È spesso chiamato "ecocidio", per la vastità della tragedia ambientale che ha provocato, il disastro avvenuto nel Sud dell’Ucraina, nelle regione di Kherson, il 6 giugno del 2023, quando la centrale idroelettrica di Kakhovka, nella cittadina portuale di Nova Kakhovka, sul fiume Dnipro, occupata dalle forze russe quasi dall’inizio del conflitto, ha subìto un’esplosione che ha gravemente danneggiato la diga e la centrale stessa. Il disastro ha causato la fuoriuscita di una massa immane di acqua del bacino che ha allagato vaste aree della regione di Cherson, sommerso numerosi villaggi, distruggendo case, uccidendo animali, provovando vittime e sfollati e una catastrofe ambientale immane.

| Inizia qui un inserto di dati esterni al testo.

PR #21127, opened 2026-03-13
fix: introduce slug redirect so chart/dashboard lookup by slug is deduplicated

almeidabbm:
Closes: https://github.com/lightdash/lightdash/issues/21086

## Summary

Fixes a bug where dashboard/chart slug lookups can return wrong content when slugs collide across projects (e.g. via `createPreview` with `copyContent`).

- **Slug redirect**: Added `useSlugRedirect` hook that replaces slug URLs with UUID URLs after the initial resource load, preventing subsequent API calls from using ambiguous slugs
- **Project-scoped lookup**: Backend GET endpoints for dashboards (`/dashboards/:slug`) and charts (`/saved/:slug`) now accept an optional `?projectUuid` query param to disambiguate slug lookups. Frontend passes `projectUuid` from URL params on the initial fetch.
- **Hook refactor**: `useDashboardQuery` and `useSavedQuery` refactored to named args (`{ uuidOrSlug, projectUuid, useQueryOptions }`) with `projectUuid` included in TanStack Query cache keys

**Steps to reproduce**

1. Create a dashboard in a project (jaffle shop)
2. Create a preview from that project (copy content)
3. Verify that the dashboards both have the same slug (this is expected cross project)
4. Go to one of the projects and request the dashboard via slug `projects/<projectuuid>/dashboards/<slug>`
5. Verify that you get redirected to the correct dashboard/chart in the project

https://github.com/user-attachments/assets/d7c476a8-c413-4e16-bbc6-59ac407e77df

### DIFF
--- a/packages/frontend/src/hooks/useSlugRedirect.ts
+++ b/packages/frontend/src/hooks/useSlugRedirect.ts
@@ -24,7 +24,11 @@ export function useSlugRedirect(
         if (urlParam === resolvedUuid) return;
         if (isValidUuid(urlParam)) return;
 
-        const newPath = location.pathname.replace(urlParam, resolvedUuid);
+        const segments = location.pathname.split('/');
+        const idx = segments.lastIndexOf(urlParam);
+        if (idx === -1) return;
+        segments[idx] = resolvedUuid;
+        const newPath = segments.join('/');
         void navigate(newPath + location.search + location.hash, {
             replace: true,
         });


packages/frontend/src/hooks/useSlugRedirect.ts
```diff
@@ -0,0 +1,32 @@
...
+) {
+    const navigate = useNavigate();
+    const location = useLocation();
+
+    useEffect(() => {
+        if (!urlParam || !resolvedUuid) return;
+        if (urlParam === resolvedUuid) return;
+        if (isValidUuid(urlParam)) return;
+
+        const newPath = location.pathname.replace(urlParam, resolvedUuid);
```
pimmey: A small one, but if someone has a dashboard named `dash` the `/dashboards/` part of the url will be replaced (before it reaches `dash`). Could also match the instance name 🤷 

This guy Claude suggests:
```
 Consider a more targeted replacement:

  const segments = location.pathname.split('/');
  const idx = segments.lastIndexOf(urlParam);
  if (idx !== -1) {
      segments[idx] = resolvedUuid;
  }
  const newPath = segments.join('/');
```

almeidabbm: Fixed — switched to segment-based replacement so it only targets the exact path segment matching the slug.

almeidabbm: Fixed in: [chore: replace by segment instead of whole URL](https://github.com/lightdash/lightdash/pull/21127/changes/de9d1db1d7a19c1e2efe76048cb62bb556876b21)

**Before**

https://github.com/user-attachments/assets/b38c1d78-0d7f-4a34-983d-0a413f3b98e1



**After**

https://github.com/user-attachments/assets/fbe6536b-1228-4f42-b104-d441ddc4a1fb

A indagare sulla cause dell’esplosione e sulla portata delle conseguenze di questa tragedia è stata l’organizzazione ucraina a difesa dei diritti umani Truth Hounds, che insieme all’associazione Project Expedite Justice - e con la collaborazione di Greenpeace CEE (Central and Easter Europe) e di esperti indipendenti - ha redatto un dettagliato rapporto dal titolo “Sommersi. Studio sulla distruzione della diga di Khakovka e il suo impatto su ecosistemi, agricoltori, altri civili, e giustizia internazionale”, dopo aver raccolto testimonianze, prove di danni ambientali in 57 insediamenti - concentrandosi sugli oblast di Kherson, Mikolaiv e Dnipro e dei potenziali crimini di guerra commessi. Il rapporto è stato presentato in anteprima alla conferenza del 22 maggio da Andrii Latsyba, avvocato di Truth hounds, intervenuto insieme a Yulia Muts, avvocata presso il Foro di Firenze,
«La centrale era stata costruita all’inizio degli anni ’50, una infrastruttura unica in tutta Europa. Per pensare alla sua dimensione, immaginiamo che la strada che va da Milano a Bologna fosse tutta ricoperta di acqua», ha spiegato Latsyba. «La centrale serviva per fornire elettricità, acqua per l’irrigazione dei campi coltivati, e anche per raffreddare i reattori della centrale nucleare di Zaporizhzhia, la più grande d’Europa. L’esplosione del 6 giugno 2023 ha portato all’allagamento di 600 km quadrati di territorio; quasi 80 località sono state allagate, 10mila animali sono stati colpiti, oltre alla flora, le piante, i campi coltivati. Nel rapporto abbiamo esaminato le conseguenze di tre tipi: umane, ecologiche ed economiche. Nell’area occupata dai russi, sulla riva sinistra del Dnipro, sappiamo che nei primi tre giorni dopo il disastro la popolazione locale non ha avuto alcun tipo di soccorso da parte degli occupanti. Grazie alle testimonianze di parenti e amici, siamo venuto a conoscenza di tanti morti dei quali le autorità russe non avevano parlato».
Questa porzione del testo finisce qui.